(1.) The petitioner herein i.e., the Thandava Cooperative Sugars Ltd., Payakaraopeta, Tuni R.S. questions in this Writ Petition the order of the Regional Provident Fund Commissioner, Andhra Pradesh (the respondent herein) in his proceedings No.AP/1773/PD/EG/87/3914 dated 31-7-1987 levying a total sum of Rs.72,439-25 Ps. as damages for bela ted remittances under Para 30 read with Para 38 of the Employees' Provident Funds Scheme, 1952 and with Section 14-B of the Employees' Provident Funds and Miscellaneous Provisions Act, 1952 (hereinafter referred to as 'the Act') on the ground that the said damages were fixed in an arbitrary manner without any rationale or reasonableness.

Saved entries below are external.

PR #1549, opened 2023-05-10
Refactor gamma distribution.

joaander:
## Description

* Replace floating point literals with explicit Real constants in random number generation.
* Test gamma distribution with a larger alpha.

## Motivation and context

After getting some surprising results from the Bussi thermostat (which turned out to be a poor seed choice), I reviewed the GammaDistribution code. I found no errors in the code, but there were floating point literals. I replaced these with Real casted literals to ensure there are no unintended conversions. This should be a no-op for double precision Real as the compiler would have upcasted implicitly. 

In Bussi, GammaDistribution is used with alpha=ndof/2, so I added a unit test to cover something more reasonable. I had to lower the tolerance because the `sample_x3` used in the skew computation goes to 1e10 and suffers from round off error in the accumulation. A better solution would be fix the skew computation with kahan summation or another method, but I do not have time for that right now.

## How has this been tested?

Existing tests pass. *hoomd-validation* simulations using Bussi produce the expected K distribution.

## Change log

Internal change, no change log necessary.

## Checklist:

### DIFF
--- a/hoomd/RandomNumbers.h
+++ b/hoomd/RandomNumbers.h
@@ -418,7 +418,7 @@ template<typename Real> class SpherePointGenerator
         do
             {
             u = UniformDistribution<Real>(Real(-1.0), Real(1.0))(rng);
-            one_minus_u2 = 1.0f - u * u;
+            one_minus_u2 = Real(1.0) - u * u;
             } while (one_minus_u2 < Real(0.0));
 
         // project onto the sphere surface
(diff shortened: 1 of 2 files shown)


tommy-waltmann (commented):
I have no issues with the code, but there appear to be build issues in github actions with no output to explain the failures.

joaander:
> I have no issues with the code, but there appear to be compilation issues.

GitHub Actions is not currently functional: https://www.githubstatus.com/

PR #1551, opened 2023-05-12
Fix Circular References

### LINKED ISSUE #1457: Attaching a logger to a writer prevents GC from cleaning up memory

b-butler:
## Description

This fixes memory leaks associated with using a logger and perhaps other parts of HOOMD's interface using `weakref`. Why this is necessary, I don't know. I think it may have something to do with a C++ object holding a reference to a Python object which holds a reference to the C++ object, but that is purely conjecture.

(2.) In the affidavit in support of the Writ Petition, on behalf of the petitioner it is stated that during the period when default was committed in making the various remittances as required by the Act and the Employees' Provident Funds Scheme, 1952 (hereinafter referred to as 'the Scheme') i.e., March, 1979 to December, 1979, January 1980 to August 1980 and January 1981 to May 1981 the petitioner "had to struggle very hard for arranging finances at various stages" and "the factory had to pass through a very critical financial position for meeting its normal commitments in its functioning with the then existing capacity unit besides meeting from time to time the project cost for the new higher capacity unit taken up for erection" and therefore was not even in a position to pay the salaries of its employees and was forced to pay some advances only to the extent its meagre resources permitted, as an alternative to avoid lay-off. On this basis, it is firstly contended on behalf of the petitioner that there was no default committed because the question of payment of contribution would arise only when salaries were paid to the employees and deductions were made towards their provident fund contribution from the salaries actually paid to them. The second contention advanced is that even assuming that contributions were to be remitted whether salaries were paid to the employees or not, the respondent ought to have taken into consideration the difficult financial position of the petitioner and ought not to have imposed any damages on the petitioner in view of the peculiar circumstances disabling the petitioner from even paying the salaries to its employees. The third contention advanced on behalf of the petitioner is that fixation of damages was done arbitrarily without any rational basis and therefore are liable to be set aside.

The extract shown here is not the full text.